Segmentation pulmonaire : Application à la localisation des métastases pulmonaires..
Gilles ANDRE  1,
Samuel MERRAN 2,
Angel OSORIO 1
________

LIMSI-CNRS (1)
BP 133
91403 – Orsay Cédex
E-mail : osorio@limsi.fr
FMP (2)
Département d’Imagerie Médicale
24, rue Saint-Victor,75005 – Paris
E-mail : Samuel.Merran@wanadoo.fr


L’objectif de ce travail de recherche a été la conception, mise en œuvre et implantation sur site d’un nouvel algorithme de détection de contours destiné à être utilisé en ligne dans l’analyse de données médicales pulmonaires. Il est appliqué à l’identification automatisée de lésions et à leur localisation dans les segments pulmonaires.

La segmentation pulmonaire n’est malheureusement pas souvent utilisée aujourd’hui dans l’approche chirurgicale du traitement des lésions. La difficulté manifeste de traiter des images pulmonaires en raison de leur caractère spécifique, de leur hétérogénéité et de la disparité des valeurs des volumes manipulés constitue, probablement, la raison majeure de cette situation.

Le principe de la reconstruction par propagation de régions est basé sur le fait que les niveaux de gris des voxels d’un même objet sont regroupés et constituent un maximum d’intensité relatif à la couleur de l’objet. En sélectionnant un voxel et en définissant les bornes inférieure et supérieure de tolérance la propagation de la propriété d’appartenance locale suffit pour la reconstruction. Dans les cas les plus fréquents, les objets à reconstruire sont homogènes et tous les voxels de l’objet sont retenus. L’étape suivante consiste à valider l’appartenance des voxels voisins à partir de la dernière région retenue. Ainsi, de proche en proche, la propriété d’appartenance à un objet devra être attribuée à chacun de ses voxels.

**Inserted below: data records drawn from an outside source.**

PR #4767, opened 2024-09-01
optimisation: Simplify saving linearity correction

gudnimg:
Found this optimisation when cleaning up my fork. It looks like it's still relevant.

----

Keep in mind that the EEPROM addresses are in descending order. This means we can't use eeprom_read_block() or eeprom_update_block()

Address --> Axis
3831 --> X-axis
3830 --> Y-axis
3829 --> Z-axis
3828 --> E-axis

Change in memory:
Flash: -140 bytes
SRAM: 0 bytes

### DIFF
--- a/Firmware/ultralcd.cpp
+++ b/Firmware/ultralcd.cpp
@@ -4495,20 +4495,17 @@ static void lcd_settings_menu()
 
 #ifdef TMC2130
 static void lcd_settings_linearity_correction_menu_save() {
-    bool changed = false;
     for (uint8_t axis = 0; axis < NUM_AXIS; axis++) {
-        // Constrain the value
-        if (tmc2130_wave_fac[axis] < TMC2130_WAVE_FAC1000_MIN) tmc2130_wave_fac[axis] = 0;
 
-        // Has the value changed?
-        changed |= (eeprom_read_byte((uint8_t*)EEPROM_TMC2130_WAVE_X_FAC - axis) != tmc2130_wave_fac[axis]);
+        if (tmc2130_wave_fac[axis] < TMC2130_WAVE_FAC1000_MIN) {
+            tmc2130_wave_fac[axis] = 0;
+        }
 
-        // If the value is changed, then write to EEPROM
         eeprom_update_byte_notify((uint8_t*)EEPROM_TMC2130_WAVE_X_FAC - axis, tmc2130_wave_fac[axis]);
     }
 
-    // If any of the values changed, then re-init the TMC2130 driver
-    if (changed) tmc2130_init(TMCInitParams(false, FarmOrUserECool()));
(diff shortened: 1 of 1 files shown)


Firmware/ultralcd.cpp
```diff
@@ -4494,28 +4494,20 @@ static void lcd_settings_menu()
...
+
+        // Has the value changed?
+        changed |= (eeprom_read_byte((uint8_t*)EEPROM_TMC2130_WAVE_X_FAC - axis) != tmc2130_wave_fac[axis]);
+
+        // If the value is changed, then write to EEPROM
+        eeprom_update_byte_notify((uint8_t*)EEPROM_TMC2130_WAVE_X_FAC - axis, tmc2130_wave_fac[axis]);
+    }
+
+    // If any of the values changed, then re-init the TMC2130 driver
     if (changed) tmc2130_init(TMCInitParams(false, FarmOrUserECool()));
```
leptun: Personally I don't see the point of only reinitializing the drivers if something changed. The reinit is quick and the printer is expected to be idle anyway. Not to mention eeprom_update_byte_notify _also_ does a read and compare for the notify. I would just get rid of the "changed" stuff and only call eeprom_update_byte_notify directly. Also the function is called only on menu exit in an obscure menu, I wouldn't care too much about how "inefficient" it is to save (it isn't).

gudnimg: Done :) saves 22 bytes of flash

gudnimg: I also checked if replacing `tmc2130_init` with `tmc2130_set_wave` saves any memory... unfortunately that's not the case.

leptun (approved):

3d-gussner (approved):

Cet algorithme est particulièrement bien adapté à la reconstruction d’objets de forme ” arborescente ” (arbre bronchique ou système vasculaire pulmonaire). Sous un point de vue du traitement d’images, la difficulté, dans le cas des poumons, réside dans la présence simultanée, dans un même volume, de parenchyme, d’air, et de sang. Or l’identification de ces entités est indispensable pour la mise en œuvre automatisée de la segmentation pulmonaire à partir des données usuelles. Par ailleurs, la taille relativement réduite des lésions pulmonaires oblige à utiliser un algorithme du type ” régions ” plutôt qu’un algorithme du type ” frontière “, l’hypothèse retenue étant que les lésions sont relativement homogènes en densité.

Le système informatique développé pour la localisation des lésions pulmonaires, comporte les étapes de ” reconstruction volumique du poumon “, ” reconstruction volumique des lésions “, ” segmentation automatisée du volume pulmonaire “, ” mise en correspondance des masques de segmentation et du volume reconstruit ” et enfin, ” superposition géométrique des lésions et des masques “. La difficulté, d’un point de vue du traitement d’images, étant la localisation précise du système vasculaire, une approximation géométrique d’aide à l’opérateur a été retenue comme approche finale. La méthode proposée conduit à une localisation dont la précision est inférieure à 5 mm.

La localisation segmentaire précise des lésions pulmonaires est assurée par un algorithme de fusion de données : aux schémas classiques des segmentations de chaque poumon, on superpose la reconstruction volumique lui correspondant. Par des déformations globales on assure une superposition aussi précise que possible des contours des masques pulmonaires avec les bords du parenchyme reconstruit. La précision obtenue semble amplement suffisante pour des applications en chirurgie ou en radiothérapie.

[1] Samuel Merran, Angel Osorio, Olivier Bedelet : ” 3D Localization on Pulmonary Nodules : PC Based 3D Reconstruction Algorithm and Realistic Display “, infoRAD, RSNA’99 Chicago, Novembre 1999. Cette communication a reçu un ” certificate of merit ” de RSNA’99.